It’s going to be no job at all to love these people. Les Bretons are a handsome, sensitive, considerate, sad-eyed group of people. Not one of those even who turned us down was rude to us. A little impatient, in some cases, but never discourteous. And the children! Consistently beautiful, smiling, and mannerly. The families are understandably close and loving. Most of the doors have little plates on them with inscriptions such as “M. et Mme. Derilieux et leurs enfants” or “M. et Mme Leroux et leur fils.” The children often answer the door, and always in a smiling, friendly manner.
Here one can see what Eliot meant when he called humanity an “infinitely gentle, infinitely suffering thing.”
Took care of some formalities and then visited Elder Higley’s converts until 10 p.m. Ran into my first taste of bigotry and persecution. One of the dear sisters of the branch, Soeur Bauguin, let the elders use her apartment to set up the portable font and hold a baptism. As a result, it looks as if she’s going to lose both her apartment and her job. Kinda sobers a guy…
The members we met with are the sweetest  folks in the world — and all have those big, brown, sad Breton eyes.

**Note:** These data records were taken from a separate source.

PR #148, opened 2026-04-28
Dirichlet boundaries in anisotropic exchange

lamoreel:
This PR implements proper Dirichlet boundaries in the anisotropic exchange field calculation.

### DIFF
--- a/src/physics/atmexchange.cu
+++ b/src/physics/atmexchange.cu
@@ -102,8 +102,8 @@ __global__ void k_atmExchangeField(CuField hField,
         inter2 = interEx2.valueBetween(ridx, ridx_);
       }
     }
-    else {
-      m_ = m;
+    else { // Dirichlet boundaries
+      m_ = real3{0, 0, 0};
       a1_ = a1;
       a2_ = a2;
     }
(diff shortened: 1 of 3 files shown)


src/physics/atmexchange.cu
```diff
@@ -118,53 +118,47 @@ __global__ void k_atmExchangeField(CuField hField,
...
-    if (ridx_ != ridx) {
-      scale1 = scaleEx1.valueBetween(ridx, ridx_);
-      inter1 = interEx1.valueBetween(ridx, ridx_);
-      scale2 = scaleEx2.valueBetween(ridx, ridx_);
-      inter2 = interEx2.valueBetween(ridx, ridx_);
+    // Dirichlet boundaries
+    if (!hField.cellInGeometry(coo_) || msat.valueAt(coo_) == 0) {
+      neighbours[i] = real3{0, 0, 0};
+      Aex[i] = 0;
+      continue;
```
ilateur: I don't think this `continue` serves any purpose

ilateur (commented):
Now that I think about it, these are not truly Dirichlet boundary conditions, as the value (0,0,0) is given to the next cell, no to the boundary itself, so 1/2 cell off. 🤔

lamoreel:
> Now that I think about it, these are not truly Dirichlet boundary conditions, as the value (0,0,0) is given to the next cell, no to the boundary itself, so 1/2 cell off. 🤔

Okay, fair, but then it's still a (first order) FD approximation of a true Dirichlet boundary, since it converges to this when the cell size goes to zero. Nevertheless, the type of BC imposed here must be clear to a user. Is it?

test/test_anisotropic_exchange.py
```diff
@@ -9,20 +9,23 @@ def max_semirelative_error(result, wanted):
...
-    m_ = np.roll(m, -1, axis=3)
-    deriv[:, :, :, 0:-1] += exch[0] * (m_ - m)[:, :, :, 0:-1] / (cellsize[0] ** 2)
+    # x-direction
+    m_x_plus  = m_pad[:, :, 1:-1, 2:]
+    m_x_minus = m_pad[:, :, 1:-1, :-2]
+    # y-direction
+    m_y_plus  = m_pad[:, :, 2:, 1:-1]
+    m_y_minus = m_pad[:, :, :-2, 1:-1]
+    # center
+    m_center = m_pad[:, :, 1:-1, 1:-1]
```
JonathanMaes: Is this not just `m` again?

ilateur (approved):

JonathanMaes (approved):

PR #12098, opened 2014-11-03
do not show current library in attribution list

joshm1:
@stkem


stkem:
As discussed, this _may_ have a problem elsewhere due to modification of the keep objects libraries field.

PR #12100, opened 2014-11-03
remove library repo access from getBaicKeeps

ymatsuda:
@leogrim 

Correct me if I am wrong. keep.visibility and library.visibility are same, thus we don't have to access library repo in this code.


leogrim:
Indeed, good catch!

PR #12101, opened 2014-11-03
Dynamically size keep cards on first load.

yipingliao:
https://app.asana.com/0/17575799252940/19282420960489
@andrewconner Please let me know if keep cards are supposed to be triggered into resizing some other way. What I saw was that in the resizing code in `keep.js`, the initial card width variable was set to 0 because at the time the card sizing code was executed, the keep card wasn't visible yet. This bug fix forces the resizing code to execute after the cards are visible, but I am not sure if this is the best way. Thanks!


andrewconner:
Oh weird, this is unexpected. Perhaps related to new things, because it certainly worked before.

yipingliao:
I am going to merge now to fix the behavior, and will address any comments about where this should be done.

PR #12112, opened 2014-11-04
Fix collection table

leogrim:
@joshm1 @stkem

### DIFF
--- a/kifi-backend/modules/common/conf/evolutions/shoebox/260.sql
+++ b/kifi-backend/modules/common/conf/evolutions/shoebox/260.sql
@@ -1,0 +1,9 @@
+#Shoebox
+
+# --- !Ups
+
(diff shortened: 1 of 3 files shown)


joshm1:
:+1:

kifi-backend/modules/common/conf/evolutions/shoebox/260.sql
```diff
@@ -0,0 +1,9 @@
+#Shoebox
+
+# --- !Ups
+
+ALTER TABLE collection ADD CONSTRAINT collection_u_user_id_name UNIQUE (user_id, name);
```
stkem, line 5: The table already has a (non-unique) index on `(user_id, name)`. It would be better to just alter that to be be unique.

leogrim, line 5: Yep you're right, + I forgot the route

PR #12114, opened 2014-11-04
sending X-Kifi-Client: BE X.X.X[.X] HTTP header in all server requests

2is10:
cc @yingjieMiao @thassss @jaredpetker @andrewconner


yingjieMiao:
thanks!

PR #12115, opened 2014-11-04
fixed bulk keeping adding library attributions; can now keep on all search tags

joshm1:
@stkem @yipingliao

### DIFF
--- a/kifi-backend/modules/shoebox/angular/src/keep/keep.js
+++ b/kifi-backend/modules/shoebox/angular/src/keep/keep.js
@@ -474,7 +474,6 @@ angular.module('kifi')
         // Internal methods.
         //
         function init() {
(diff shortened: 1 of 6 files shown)


kifi-backend/modules/shoebox/angular/src/keep/keep.js
```diff
@@ -474,7 +474,6 @@ angular.module('kifi')
         // Internal methods.
         //
         function init() {
-          scope.keptToLibraryIds = _.pluck(scope.keep.keeps, 'libraryId');
```
joshm1, line 477: removed this because it's redundant with a $watchCollections in this scope, which always gets called at least once when the directive is linked

yipingliao, line 477: Thanks for catching this!! I noticed the watch and took out a couple of these when merging but missed this one.

PR #12116, opened 2014-11-04
followers list from clicking on +number icon in library card

ahsu1230:
On Library Card, black +number can bring up a list of only followers (no invitees)

@andrewconner
@yipingliao

### DIFF
--- a/kifi-backend/modules/shoebox/angular/src/libraries/libraryCard.js
+++ b/kifi-backend/modules/shoebox/angular/src/libraries/libraryCard.js
@@ -259,6 +259,7 @@ angular.module('kifi')
           modalService.open({
             template: 'libraries/manageLibraryModal.tpl.html',
             modalData: {
+              followersOnly: false,
               library: scope.library,
               returnAction: function () {
                 libraryService.getLibraryById(scope.library.id, true).then(function (data) {
@@ -282,6 +283,15 @@ angular.module('kifi')
           scope.editKeepsText = scope.editKeepsText === 'Edit Keeps' ? 'Done Editing' : 'Edit Keeps';
         };
 
+        scope.showFollowers = function () {
+          modalService.open({
+            template: 'libraries/manageLibraryModal.tpl.html',
+            modalData: {
+              followersOnly: true,
+              library: scope.library
+            }
+          });
+        };
 
         //
         // Watches and listeners.
--- a/kifi-backend/modules/shoebox/angular/src/libraries/libraryCard.js
+++ b/kifi-backend/modules/shoebox/angular/src/libraries/libraryCard.js
@@ -259,7 +259,7 @@ angular.module('kifi')
           modalService.open({
             template: 'libraries/manageLibraryModal.tpl.html',
             modalData: {
-              followersOnly: false,
+              startOnFollowers: false,
               library: scope.library,
               returnAction: function () {
                 libraryService.getLibraryById(scope.library.id, true).then(function (data) {
@@ -287,7 +287,7 @@ angular.module('kifi')
           modalService.open({
             template: 'libraries/manageLibraryModal.tpl.html',
             modalData: {
-              followersOnly: true,
+              startOnFollowers: true,
               library: scope.library
             }
           });
--- a/kifi-backend/modules/shoebox/angular/src/libraries/libraryCard.js
+++ b/kifi-backend/modules/shoebox/angular/src/libraries/libraryCard.js
@@ -259,7 +259,7 @@ angular.module('kifi')
           modalService.open({
             template: 'libraries/manageLibraryModal.tpl.html',
             modalData: {
-              startOnFollowers: false,
+              pane: 'manage',
               library: scope.library,
               returnAction: function () {
                 libraryService.getLibraryById(scope.library.id, true).then(function (data) {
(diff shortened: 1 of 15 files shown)


kifi-backend/modules/shoebox/conf/shoebox.routes
```diff
@@ -344,7 +344,7 @@ POST    /site/libraries/:id/decline @com.keepit.controllers.website.LibraryContr
 POST    /site/libraries/:id/leave   @com.keepit.controllers.website.LibraryController.leaveLibrary(id: PublicId[Library])
 GET     /site/libraries/:id/keeps   @com.keepit.controllers.website.LibraryController.getKeeps(id: PublicId[Library], offset: Int ?= 0, limit: Int ?= 10)
 POST    /site/libraries/:id/keeps   @com.keepit.controllers.website.LibraryController.addKeeps(id: PublicId[Library])
-GET     /site/libraries/:id/members @com.keepit.controllers.website.LibraryController.getLibraryMembers(id: PublicId[Library], offset: Int ?= 0, limit: Int ?= 10)
+GET     /site/libraries/:id/members @com.keepit.controllers.website.LibraryController.getLibraryMembers(id: PublicId[Library], offset: Int ?= 0, limit: Int ?= 10, showInvites: Boolean ?= false)
```
andrewconner: We don't trust clients — only the owner should be able to get the invite list right now. No flag needed.

kifi-backend/modules/shoebox/angular/src/libraries/manageLibrary.tpl.html
```diff
@@ -3,25 +3,25 @@
 
   <div class="dialog-body-wrap">
     <h1 class="dialog-header">
-      <button ng-if="showFollowers" class="go-back-button" ng-click="hideFollowersPanel()">
+      <button ng-if="showFollowers && library.isMine" class="go-back-button" ng-click="hideFollowersPanel()">
```
andrewconner: Right now, since this is done, we can stick with it — but we'll want separate modals for non-owners. Non-owners JUST need the list, not everything else. As-is, we'll need to do a lot of `ng-if="library.isMine"` every time we add to this modal.

kifi-backend/modules/shoebox/angular/src/libraries/libraryCard.js
```diff
@@ -259,6 +259,7 @@ angular.module('kifi')
           modalService.open({
             template: 'libraries/manageLibraryModal.tpl.html',
             modalData: {
+              startOnFollowers: false,
```
andrewconner: Perhaps `pane: 'invite'` and also allow `pane: 'members'` or something.

kifi-backend/modules/shoebox/conf/shoebox.routes
ahsu1230: I see. taking away the flag, and putting the logic in the controller

kifi-backend/modules/shoebox/angular/src/libraries/manageLibrary.tpl.html
ahsu1230: I don't mind making a separate modal, I figured it might be easier to just add a few things to the current manage lib modal & re-use code. But as you mentioned, it's probably not so sustainable for the future.

kifi-backend/modules/shoebox/angular/src/libraries/manageLibrary.js
```diff
@@ -174,7 +174,8 @@ angular.module('kifi')
           if (loading) { return; }
           if (scope.library.id) {
             loading = true;
-            libraryService.getMoreMembers(scope.library.id, pageSize, scope.offset).then(function (resp) {
+            var showInvites = scope.library.isMine;
```
yipingliao: Suggestion: not have an extra variable (`showInvites`). It's only used once and is the same value as `scope.library.isMine`.

kifi-backend/modules/shoebox/angular/src/libraries/manageLibrary.tpl.html
yipingliao: My bad. I suggested to @ahsu1230  that it may be a good idea to reuse the current modal so that owners can easily invite more people; didn't thoroughly consider the non-owner experience.

yipingliao:
:+1:

kifi-backend/modules/shoebox/angular/src/libraries/manageLibrary.tpl.html
andrewconner: Yeah, re-using for owners is great.

kifi-backend/modules/shoebox/app/com/keepit/model/KeepRepo.scala
```diff
@@ -400,22 +400,32 @@ class KeepRepoImpl @Inject() (
     (for (b <- rows if b.libraryId === libraryId && b.state =!= excludeState.orNull) yield b).sortBy(_.createdAt desc).drop(offset).take(limit).list
   }
 
-  private def getCountByLibraryCompiled(libraryId: Column[Id[Library]], excludeState: Option[State[Keep]]) = Compiled {
```
ahsu1230, line 403: some repo changes @ymatsuda thanks for the tip!

PR #12117, opened 2014-11-04
process keep attribution in batches

raymondng:
process keeps in batches
@stkem


stkem:
lgtm. If it remains a problem we may have to reduce the batch size a bit.

raymondng:
Sounds reasonable.

PR #12118, opened 2014-11-04
minor changes to marketing site router

2is10:
@eishay 

using 301 for .html redirects, letting Play! add the host, and only looking at the end of a path for .html


2is10:
Nevermind. I don’t have my local repo set up to properly try this out.

eishay:
thansk

PR #12121, opened 2014-11-04
towards multi-versioned models

yingjieMiao:
@stkem 

one model, wrapped in a new interface `MultiVersionedLDAURIRepresenter`


stkem:
lgtm

PR #12125, opened 2014-11-04
library indexing request should be made after commit

ymatsuda:
@andrewconner @ahsu1230 

Do not send indexing requests until the transaction is committed. Otherwise, it is very likely that the indexer is unable to see the new values when the request reaches it. The change won't be picked up until indexing is invoked later either by another request or by the 1-min periodical indexing cycle.


andrewconner:
Thanks

ahsu1230:
thanks

PR #14717, opened 2015-04-03
allow curator to be offline

eishay:


eishay:
@stkem @andrewconner

stkem:
thanks

PR #14726, opened 2015-04-03
Fixing infinite loop?

andrewconner:
@eishay 

Not sure what's wrong, replica lag or if the counter logic is bad.


eishay:
fixed it?

andrewconner:
Yeah, the `count <= 0` logic was a bit off. I'll try to replace it soon, but for now, we'll just send 100 per 30 seconds (still 12,000 an hour).

PR #14733, opened 2015-04-05
relax lock waiting size

yingjieMiao:
@eishay


yingjieMiao:
i see it got stuck when waiting size = 3. Let's see if this helps.

PR #14745, opened 2015-04-06
Rover throttling

leogrim:
@stkem


kifi-backend/modules/rover/app/com/keepit/rover/model/ArticleInfoRepo.scala
```diff
@@ -164,6 +166,12 @@ class ArticleInfoRepoImpl @Inject() (
       }
     }
   }
+
+  def setDomains(p: Int, s: Int)(implicit session: RWSession): Int = {
+    page(p, s).map { info =>
+      (for (r <- rows if r.id === info.id) yield r.domain).update(URI.parse(info.url).toOption.flatMap(_.host).map(_.name))
+    }.sum
+  }
```
yingjieMiao, line 174: `sum` exception when page is empty.

leogrim, line 174: I think they fixed that (as far as the REPL has been recently saying :)

yingjieMiao, line 174: ah, nice.

stkem:
:+1:

PR #14758, opened 2015-04-06
filter out small libraries from sitemap generator and making sure we're ...

eishay:
...not loading empty libraries


eishay:
@andrewconner fixing the bug you sent me few minutes ago

PR #14772, opened 2015-04-07
scraper tweak

yingjieMiao:
@eishay 

Here is my understanding:
scraper stucks at the reactive lock queue size limit, partly b/c the aggressive pull frequency. It's pulling 8 tasks per second, and when we have large imports/rescrape, the lock's queue size soon becomes maxed, and seems to stuck there forever.


eishay:
thanks! lets see how it works :-)

PR #14780, opened 2015-04-07
fixing library attribution hovercards

2is10:
@andrewconner 

Apparently the problem had something to do with using an isolate scope in a transcluded directive. I don’t fully understand, but this seems to work around it.

### DIFF
--- a/kifi-backend/modules/shoebox/angular/src/libraries/libraryMiniCard.js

One young couple [the Desquines family] is very well educated. He’s a professor of French at the Université de Rennes and is the first counselor in the branch presidency (Elder Higley is the second). His wife [Conchita] is a real doll, with all the Gallic charm that has been known to make Yankee girls fret and worry. But I know one that needn't lose any sleep. Though I have to admit the mademoiselles here are mighty demoralizing.
Soeur Delétang said tonight that my accent is better than Elder Higley’s. Sweet of her. True, also. His is atrocious. Mine’s only bad. Bonsoir.